John went round. Suppressing panic, he picked his way across the flooded playing fields, but his shoes broke the skin of ice, plunging his feet entirely into water. He cursed Fardley for his idiocy, cursed Hazlehurst for the location of his study, and cursed S-K for everything else.
* * *
Morgan lay under the covers mentally retracing the madcap route he had been forced to take across the playing fields, through his Housemaster’s French windows, ajar thanks to indolence or to the benevolence of some god, and up the back staircase to the changing room. The windows were glowing gray when he slipped back into the long, open dorm, but no one had been awake, and he’d regained his bed undetected. He was lying there, eyelids off duty, when Rabbet burst in to wake the dorm prefect at the other end. A fierce, hushed exchange, and Rabbet dashed away. The dorm prefect, after a moment of resentful hesitation, lunged from bed, snatched dressing gown, and followed their Head Boy.
Morgan realized he had been holding his breath. They were apparently not exercised about him, yet his mind raced: Had he left Hazlehurst’s windows as he’d found them? Had he left anything amiss in the changing room? Had he been seen?
A pair of fags at the other end were whispering, and now it seemed they were out of bed, clattering about, receiving clattering visitors. Morgan could not, after a sleepless night, countenance fevered gossip. Whatever had roused the prefects would make itself known to everyone soon enough. Perhaps there had been a break in the recent mystery … what was it, again? Oh, how distant school business seemed! How could he drag himself, cotton headed, through the day?
Whatever was exciting the fags now stirred others from their beds. Morgan burrowed farther under the covers, his arm tingling and sore. He would get up in a moment, but now his limbs refused to budge, longing for the sleep they were owed, bewailing the failure of night to knit up their ragged sleeves, heavy, aggrieved, allergic to the day.
* * *
It took John longer than he considered decent to decipher what was happening. Prefects, hastily dressed, dashed two steps at a time up and down staircases. Masters, half dressed, barked things after them and shouted orders to the servants, who moved more quickly than their sullen demeanors usually allowed. John sat at the masters’ table for breakfast, joined only by Clement. A prefect said the grace, which seemed to disconcert everyone, as if the words were sacrilege if spoken by anyone but the Headmaster. Clement, in his typically serene manner, provided John a précis: Those with windows giving onto the quadrangle had been wakened that morning by a fizz and a crack and a whoosh, all announcing fire in the center of the courtyard. Various parties had rushed to extinguish it, but had been thwarted by doors whose locks were frozen with a substance thought to be wax. Two of Burton-Lee’s prefects had climbed out windows, but by the time they reached the fire, it was waning. The collection of canes had burnt quickly, and the conflagration had not spread to the architecture, thank the Lord. In addition to the gates and the doors of the Houses, a good many of the school’s other locks had been bunged-up, to use the language of the Third Form, and John was exceedingly fortunate that Hazlehurst’s study possessed no lock, else he might even now be standing outside the gates, freezing like a tradesman. The fracas, Clement concluded, had been rousing.

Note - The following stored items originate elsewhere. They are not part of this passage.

PR #85, opened 2026-07-16
De-JUCE: OOP plugin hosting MIDI path onto dusk::MidiBuffer

marc-korte:
Completes the hosting-layer MIDI migration: no `juce::MidiBuffer` remains in either the in-process (#84) or out-of-process plugin path.

`RemotePluginConnection::processBlockSync` took a `juce::MidiBuffer` for the out-of-process round-trip. It already serialises MIDI to raw bytes for the SHM transport and rebuilds the reply the same way, so `dusk::MidiBuffer` is a drop-in. The input loop reads `meta.numBytes` / `meta.data` directly; deserialising the child's echoed MIDI `addEvent`s raw bytes instead of constructing a `juce::MidiMessage`.

`PluginSlot` keeps `juce::MidiBuffer` (the in-process JUCE instance path needs it) and bridges the block into a pre-sized `dusk::MidiBuffer` scratch before each OOP call; the child's MIDI output is discarded by the caller as before (PluginSlot reads only `readOutChannel` after the call).

`RemotePluginConnection.h` goes fully JUCE-free (de-JUCE gate 199 -> 198); the `.cpp` stays coupled via `juce_events` (the `ParamChangedFromChild` async dispatch, unrelated to MIDI).

The ipc-stub round-trip test now feeds a note-on and asserts it echoes back byte-exact through the real child process (`--ipc-stub` echoes midiIn -> midiOut), covering the serialise/deserialise flip end-to-end.

Verified: app builds with zero new warnings, ctest 383/383, gate 198, Xvfb selftest 15/15.

## Summary by CodeRabbit

* **Bug Fixes**
  * Improved MIDI handling during remote plugin processing for more reliable event transfer.
  * Reduced unnecessary per-block memory growth during remote plugin operation.

* **Tests**
  * Expanded IPC round-trip validation to verify MIDI event data and timing positions.
  * Updated MIDI-related self-tests for improved transport coverage.

### DIFF
--- a/src/engine/PluginSlot.cpp
+++ b/src/engine/PluginSlot.cpp
@@ -342,6 +342,10 @@ void PluginSlot::prepareToPlay (double sampleRate, int blockSize)
     // a stereo-only plugin is in the slot.
     stereoScratch.setSize (2, preparedBlockSize, false, false, true);
 
+   #if DUSKSTUDIO_HAS_OOP_PLUGINS
+    oopMidiScratch.reserveBytes (duskstudio::ipc::kMidiBytes);
+   #endif
+
     blocksSinceLoad     = 0;
     consecutiveOverruns = 0;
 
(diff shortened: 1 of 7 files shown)


marc-korte:
@coderabbitai review

PR #89, opened 2026-07-16
De-JUCE device layer Phases 1+2a: dusk::audio device interfaces + DeviceManager seam

marc-korte:
First two phases of replacing `juce::AudioDeviceManager` with a bespoke device layer. **Additive** — nothing wires to it yet, so no behavior change. Phase 2b flips AudioEngine onto the seam; Phase 3 swaps the backing to native and unlinks `juce_audio_devices` on Linux.

## Phase 1 — JUCE-free interfaces (`src/engine/device/`)
- `ChannelSet` — 64-bit channel activation mask replacing `juce::BigInteger`; `setRange`/`count`/`highestSetBit` mirror the ops the device code + selector use.
- `IODevice` / `IODeviceType` / `IODeviceCallback` (+ `CallbackContext`) — the device, factory, and RT-callback interfaces, all `std::string`/`std::vector`/`ChannelSet` currency.
- `DeviceSetup` — the chosen configuration (mirrors `AudioDeviceSetup`).

Tests (`device_interfaces.cpp`): A/B `ChannelSet` against `juce::BigInteger` (bit-identical across setRange/setBit/count/highestBit), and drive a stub device+type+callback to prove the interfaces are complete + implementable.

## Phase 2a — `dusk::audio::DeviceManager` seam over juce
Pure-dusk API; the impl delegates to a wrapped `juce::AudioDeviceManager` and adapts JUCE's device/type/callback types behind it:
- `JuceDeviceAdapter` / `JuceDeviceTypeAdapter` wrap the juce device + type for query/enumeration.
- `CallbackBridge` forwards the RT audio callback to a dusk `IODeviceCallback` with a context translation, no allocation.
- `ChannelSet <-> juce::BigInteger` and `DeviceSetup <-> AudioDeviceSetup` bridges.
- Backend registration (PipeWire/ALSA on Linux, WASAPI/ASIO/DirectSound on Windows) moved into `initialise()`.
- `juceManager()` is a temporary escape hatch: the MIDI input layer still drives MIDI device enable/disable through the same `juce::AudioDeviceManager`, so it stays until a native MIDI backend lands and `juce_audio_devices` unlinks.

Includes review fixes: stable type-adapter storage keyed by the juce type pointer (a returned `IODeviceType*` no longer dangles across calls), and an idempotent `registerBackends()` guard.

## Verification
- gate 193 → 195 (the two seam files; interface headers are JUCE-free)
- app build 0 new warnings, ctest 389/389, Xvfb selftest 15/15

[...]

PR #90, opened 2026-07-16
De-JUCE device layer Phase 2b: flip AudioEngine onto dusk::audio::DeviceManager

marc-korte:
Phase 2b of replacing `juce::AudioDeviceManager`. AudioEngine now talks to the `dusk::audio::DeviceManager` seam (merged in #89) instead of juce directly. **Behavior-preserving** — the seam wraps juce, so the whole app opens + streams a real device exactly as before.

## What changed
- AudioEngine implements `dusk::audio::IODeviceCallback` (was `juce::AudioIODeviceCallback`) and owns a `dusk::audio::DeviceManager` (was `juce::AudioDeviceManager`).
- Callbacks: `audioDeviceIOCallbackWithContext` → `audioDeviceIOCallback` (dusk `CallbackContext`); `aboutToStart`/`stopped` take dusk `IODevice`; `audioDeviceError` takes `std::string` (added to the dusk interface + bridged).
- Backend registration moved out of AudioEngine into the seam's `initialise()`; saved device state read/restored as an opaque blob.
- ALSA busy-device recovery + hot-unplug detector re-expressed against the dusk API (`getSetup`/`setSetup`/`getCurrentDevice`/`getStateBlob`, `setChangeCallback` replacing the juce `ChangeListener`); `callAsync` → `dusk::callAsync`.
- Offline render + self-test detach/reattach via new `AudioEngine::detach/reattachAudioCallback()` instead of poking the manager with `&engine`. This removed the now-dead `juce::AudioDeviceManager&` members threaded through BounceEngine and the Bounce/Freeze dialogs (net −56 lines).

`getDeviceManager()` returns the seam's `juceManager()` escape hatch, so the selector UI + MIDI input layer (not yet flipped) compile unchanged — Phase 2c moves those, Phase 3 swaps the backing to native and unlinks `juce_audio_devices` on Linux.

## Review
One reviewer-confirmed regression fixed (061f9ba): the startup "device unavailable" message read the device name from `getSetup()` after `initialise()`, which returns the fallback device on failure, so the alert never fired — now reads the intended device from the saved blob.

## Verification
- gate stays 195 (behavior-preserving; module-drop is Phase 3)
- app build 0 new warnings, ctest 389/389
- Xvfb selftest 15/15 with a real UMC1820 opening + streaming, Parallel-Matches-Serial bit-identical

**Owed before merge:** hardware bench on the failure paths (hot-unplug mid-play, xrun recovery, device/SR/buffer swap in settings, ASIO re-pick) — headless can't exercise those.

## Summary by CodeRabbit

* **Bug Fixes**
  * Improved audio-device recovery when the selected device is unavailable, including more reliable fallback behavior.
  * Improved handling of device changes and hot-unplug events to reduce false warnings during normal reconfiguration.
  * Improved audio callback management during saving, exporting, freezing, and DSP setting changes.
* **Improvements**
  * Audio device settings are now restored more reliably between launches.
  * Bounce and freeze workflows now manage audio devices more consistently during rendering.

### DIFF
--- a/src/DuskStudioApp.cpp
+++ b/src/DuskStudioApp.cpp
@@ -486,7 +486,7 @@ static void runHeadlessPipelineTest (const juce::String& pluginPath)
     // re-prepares), so detach FIRST - before prepareForSelfTest mutates DSP
     // state - so the device thread can't process the engine mid-re-prepare
     // (matches runHeadlessSessionPerf).
-    engine->getDeviceManager().removeAudioCallback (engine.get());
+    engine->detachAudioCallback();
     // Don't depend on a real device coming up - prepare directly.
     engine->prepareForSelfTest (sampleRate, blockSize);
 
@@ -655,7 +655,7 @@ static void runHeadlessPipelineTest (const juce::String& pluginPath)
     for (int c = 0; c < numOutChannels; ++c)
         outputPtrs[(size_t) c] = outputs[(size_t) c].data();
 
-    juce::AudioIODeviceCallbackContext ctx {};
+    duskstudio::device::CallbackContext ctx {};
 
     // Two probes:
     //   - Master output peak/RMS - what the device would hear.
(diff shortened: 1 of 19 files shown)


marc-korte:
@coderabbitai review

Clem’s serenity usually irked John, but this morning he found it refreshing, even comical. John wondered idly whether the form rooms would be opened in time for lessons, and if not, what S-K would do with the school. It struck him that obstinate normality was the only suitable response. If form rooms could not be opened, lessons must occur standing in the cloisters, seated on gravel in the quad, striding briskly across the playing fields, or in ranks in the refectory. S-K must on no account let himself be drawn by the business. He must not make precipitous announcements or idle threats. Prefects must not be authorized to take justice into their own hands. Investigations must occur quietly, and the school given the impression of solid, unruffled authority.